◆ Try it
Every record here needs to be written out again exactly.

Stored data
PR #2154, opened 2021-01-13
by jochemvn: fix notice on almost every page load

jochemvn:
## Problem
There's a notice on almost every page load: `Notice: Trying to access array offset on value of type null in Drupal\social_group\SocialGroupHelperService->getGroupFromEntity() (line 69 of profiles/contrib/social/modules/social_features/social_group/src/SocialGroupHelperService.php).`

## Solution
Check if the protected cache is an array itself, before trying to access its value.

## How to test
- [ ] Turn on notices and clear caches
- [ ] Reload the homepage
- [ ] See you get the notice described
- [ ] Checkout this branch and clear caches again
- [ ] See that the notice is now gone.


navneet0693 (approved):
**Before**
image

**After**
image

PR #2095, opened 2020-12-08
#3187257 by sjoerdvandervis: show thumbnails on image uploads on topic / events / pages

sjoerdvandervis:
## Problem
When a platform allows uploading images as attachments with for instance topics, these files are not shown as thumbnails, so a user has no clue when images have been uploaded what the content of the image is.

## Solution
We move the already existing FieldFormatter in `social_comment_upload` to `social_core` so that it is always available. Furthermore, we update the FieldFormatter wherever we use the field_files as field on content types and we've added the possibility to add images as attachments to Events, Topics & Pages.

## Issue tracker
https://www.drupal.org/project/social/issues/3187257

## How to test
- [x] See that you can attach images to a topic, event or page;
- [x] Create a new topic and add different attachments to it. Include an image file
- [x] Visit the newly created topic and see that for the images, the thumbnail is shown.

## Screenshots
Screenshot 2020-12-08 at 15 14 20

## Release notes
We've included the option to add images to events, topics and pages as attachments. When uploading images as attachments to events / topics / pages, they will now be shown as thumbnails instead of a regular file icon.

PR #2156, opened 2021-01-13
Issue #3192510: Name for files in the topics.

Ressinel:
## Problem
The file names functionality for the topics is currently a bit limited. If the name of my file is a bit long, it is not possible for the user to read the full name. It would be good if there was more space for showing the file name, or if by hovering the cursor on top of the file, the user could see the full name of the file.

## Solution
- We can make the title visible in 3 lines instead of 2, so more text can be displayed
- Add hover text that shows the full title of the document

## Issue tracker
- https://www.drupal.org/project/social/issues/3192510
- https://getopensocial.atlassian.net/browse/YANG-3796

## How to test
In the example from the picture below, I have three files whose names start with "Interactive roundtable on...". Although they have 3 different names, the users have no way to know which is which.

## Screenshots
image

### DIFF
--- a/themes/socialbase/assets/css/file.css
+++ b/themes/socialbase/assets/css/file.css
@@ -87,7 +87,7 @@
 .card-file__link {
   display: block;
   position: relative;
-  height: 100px;
+  height: 145px;
   padding: 12px;
   color: inherit;
   text-decoration: none;
@@ -97,7 +97,7 @@
   overflow: hidden;
   position: relative;
   line-height: 1.35em;
-  max-height: 2.7em;
+  max-height: 8em;
   padding-right: 1em;
   display: block;
   word-break: break-word;
--- a/themes/socialbase/templates/file/file-link--card.html.twig
+++ b/themes/socialbase/templates/file/file-link--card.html.twig
@@ -17,7 +17,7 @@
 {% spaceless %}
 
   <li class="card-file">
-    <a class="card-file__link" href="{{ link.url.uri }}" title="{{ 'Open or download file'|t }}" target="_blank">
+    <a class="card-file__link" href="{{ link.url.uri }}" title="{{ link.text|replace({'_': ' '}) }}" target="_blank">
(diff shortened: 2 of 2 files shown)


ribel (approved):
Changes look good to me.

ronaldtebrake:
Hi guys,

Thanks for your work.

This does require a little bit more work though, as the 100px was chosen for images. Images attached as files are rendered as using the thumbnail image style (100x100).. with this change images and files won't match in size anymore.

Ressinel:
> Hi guys,
> 
> Thanks for your work.
> 
> This does require a little bit more work though, as the 100px was chosen for images. Images attached as files are rendered as using the thumbnail image style (100x100).. with this change images and files won't match in size anymore.
> 
> See f.e. #2095

Hi @ronaldtebrake 

Thanks for your response!

We have tested on OS 10.0.x with current PR changes and have next result: 

topic-files

Can you share any screenshots how it looks on your side?

Thanks!

ronaldtebrake:
Hi @Ressinel @ribel 

So the idea is, that we can show a Thumbnail if it's an image. 
That's why I linked to https://github.com/goalgorilla/open_social/pull/2095 where we have added that feature.
But it seems in 10.0.x there is some regression which removed this again.

I'll ask @navneet0693 to check it out, as this should be File and image in a table as display setting.


Screenshot 2021-01-25 at 10 39 51

navneet0693:
Hi @ronaldtebrake ,

I tried this branch as a fresh install and also upgrading from 9.x to this branch, both of them resulted the same and I ended up with:

image

It is the same on 10.0.x as well.

navneet0693:
We now understand what the difference is so the PR https://github.com/goalgorilla/open_social/pull/2095 is only added in 10.0.x and this PR will land in 9.7, so what we will do is merge this and fix the image thumbnails in a different pull request for 10.0.x

navneet0693 (approved):

navneet0693:
🍒  picked to 8.x-9.x

PR #2157, opened 2021-01-13
DS-7429: Add updates for the field and fieldset labels

agami4:
## Problem
The fields and fieldsets look and feel are the same as the design for all content types.

## Solution
Add updates for the field and fieldset labels.

## Issue tracker
https://getopensocial.atlassian.net/browse/DS-7429

## How to test
*For example*
- [ ] Go to any create page and check how looks labels(should have font-weight: 700).

## Screenshots
new-labels

## Release notes
The field and fieldset labels have font-weight 700 - its part of the content form improvements and dont need specific release notes.


agami4:
@ronaldtebrake, one thing that I did not add its labels on the `Date & time` block on the event create page(see screenshot).
event-page
Should remove or update styles on the `social_event` module. I've added styles only for socialbase/blue themes

ronaldtebrake:
Hi @agami4 thank you for the update, I think it's OK to change this within social_event. 
Not sure what is the best, do you think removing the styles there is a good idea? I'm ok with that!

agami4:
@robertragas, we can remove only the `font-weight` style for the labels, not all styles😊

ronaldtebrake:
@agami4 ah yeah sorry i was indeed talking about just the `font-weight`, ideally it's not part of the module but part of the theme. Because the font-weight will be set on a theme base rather than a module base. 😊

◆ Exercise solution
PR #2154, opened 2021-01-13
by jochemvn: fix notice on almost every page load

jochemvn:
## Problem
There's a notice on almost every page load: `Notice: Trying to access array offset on value of type null in Drupal\social_group\SocialGroupHelperService->getGroupFromEntity() (line 69 of profiles/contrib/social/modules/social_features/social_group/src/SocialGroupHelperService.php).`

## Solution
Check if the protected cache is an array itself, before trying to access its value.

## How to test
- [ ] Turn on notices and clear caches
- [ ] Reload the homepage
- [ ] See you get the notice described
- [ ] Checkout this branch and clear caches again
- [ ] See that the notice is now gone.


navneet0693 (approved):
**Before**
image

**After**
image

PR #2095, opened 2020-12-08
#3187257 by sjoerdvandervis: show thumbnails on image uploads on topic / events / pages

sjoerdvandervis:
## Problem
When a platform allows uploading images as attachments with for instance topics, these files are not shown as thumbnails, so a user has no clue when images have been uploaded what the content of the image is.

## Solution
We move the already existing FieldFormatter in `social_comment_upload` to `social_core` so that it is always available. Furthermore, we update the FieldFormatter wherever we use the field_files as field on content types and we've added the possibility to add images as attachments to Events, Topics & Pages.

## Issue tracker
https://www.drupal.org/project/social/issues/3187257

## How to test
- [x] See that you can attach images to a topic, event or page;
- [x] Create a new topic and add different attachments to it. Include an image file
- [x] Visit the newly created topic and see that for the images, the thumbnail is shown.

## Screenshots
Screenshot 2020-12-08 at 15 14 20

## Release notes
We've included the option to add images to events, topics and pages as attachments. When uploading images as attachments to events / topics / pages, they will now be shown as thumbnails instead of a regular file icon.

PR #2156, opened 2021-01-13
Issue #3192510: Name for files in the topics.

Ressinel:
## Problem
The file names functionality for the topics is currently a bit limited. If the name of my file is a bit long, it is not possible for the user to read the full name. It would be good if there was more space for showing the file name, or if by hovering the cursor on top of the file, the user could see the full name of the file.

## Solution
- We can make the title visible in 3 lines instead of 2, so more text can be displayed
- Add hover text that shows the full title of the document

## Issue tracker
- https://www.drupal.org/project/social/issues/3192510
- https://getopensocial.atlassian.net/browse/YANG-3796

## How to test
In the example from the picture below, I have three files whose names start with "Interactive roundtable on...". Although they have 3 different names, the users have no way to know which is which.

## Screenshots
image

### DIFF
--- a/themes/socialbase/assets/css/file.css
+++ b/themes/socialbase/assets/css/file.css
@@ -87,7 +87,7 @@
 .card-file__link {
   display: block;
   position: relative;
-  height: 100px;
+  height: 145px;
   padding: 12px;
   color: inherit;
   text-decoration: none;
@@ -97,7 +97,7 @@
   overflow: hidden;
   position: relative;
   line-height: 1.35em;
-  max-height: 2.7em;
+  max-height: 8em;
   padding-right: 1em;
   display: block;
   word-break: break-word;
--- a/themes/socialbase/templates/file/file-link--card.html.twig
+++ b/themes/socialbase/templates/file/file-link--card.html.twig
@@ -17,7 +17,7 @@
 {% spaceless %}
 
   <li class="card-file">
-    <a class="card-file__link" href="{{ link.url.uri }}" title="{{ 'Open or download file'|t }}" target="_blank">
+    <a class="card-file__link" href="{{ link.url.uri }}" title="{{ link.text|replace({'_': ' '}) }}" target="_blank">
(diff shortened: 2 of 2 files shown)


ribel (approved):
Changes look good to me.

ronaldtebrake:
Hi guys,

Thanks for your work.

This does require a little bit more work though, as the 100px was chosen for images. Images attached as files are rendered as using the thumbnail image style (100x100).. with this change images and files won't match in size anymore.

Ressinel:
> Hi guys,
> 
> Thanks for your work.
> 
> This does require a little bit more work though, as the 100px was chosen for images. Images attached as files are rendered as using the thumbnail image style (100x100).. with this change images and files won't match in size anymore.
> 
> See f.e. #2095

Hi @ronaldtebrake 

Thanks for your response!

We have tested on OS 10.0.x with current PR changes and have next result: 

topic-files

Can you share any screenshots how it looks on your side?

Thanks!

ronaldtebrake:
Hi @Ressinel @ribel 

So the idea is, that we can show a Thumbnail if it's an image. 
That's why I linked to https://github.com/goalgorilla/open_social/pull/2095 where we have added that feature.
But it seems in 10.0.x there is some regression which removed this again.

I'll ask @navneet0693 to check it out, as this should be File and image in a table as display setting.


Screenshot 2021-01-25 at 10 39 51

navneet0693:
Hi @ronaldtebrake ,

I tried this branch as a fresh install and also upgrading from 9.x to this branch, both of them resulted the same and I ended up with:

image

It is the same on 10.0.x as well.

navneet0693:
We now understand what the difference is so the PR https://github.com/goalgorilla/open_social/pull/2095 is only added in 10.0.x and this PR will land in 9.7, so what we will do is merge this and fix the image thumbnails in a different pull request for 10.0.x

navneet0693 (approved):

navneet0693:
🍒  picked to 8.x-9.x

PR #2157, opened 2021-01-13
DS-7429: Add updates for the field and fieldset labels

agami4:
## Problem
The fields and fieldsets look and feel are the same as the design for all content types.

## Solution
Add updates for the field and fieldset labels.

## Issue tracker
https://getopensocial.atlassian.net/browse/DS-7429

## How to test
*For example*
- [ ] Go to any create page and check how looks labels(should have font-weight: 700).

## Screenshots
new-labels

## Release notes
The field and fieldset labels have font-weight 700 - its part of the content form improvements and dont need specific release notes.


agami4:
@ronaldtebrake, one thing that I did not add its labels on the `Date & time` block on the event create page(see screenshot).
event-page
Should remove or update styles on the `social_event` module. I've added styles only for socialbase/blue themes

ronaldtebrake:
Hi @agami4 thank you for the update, I think it's OK to change this within social_event. 
Not sure what is the best, do you think removing the styles there is a good idea? I'm ok with that!

agami4:
@robertragas, we can remove only the `font-weight` style for the labels, not all styles😊

ronaldtebrake:
@agami4 ah yeah sorry i was indeed talking about just the `font-weight`, ideally it's not part of the module but part of the theme. Because the font-weight will be set on a theme base rather than a module base. 😊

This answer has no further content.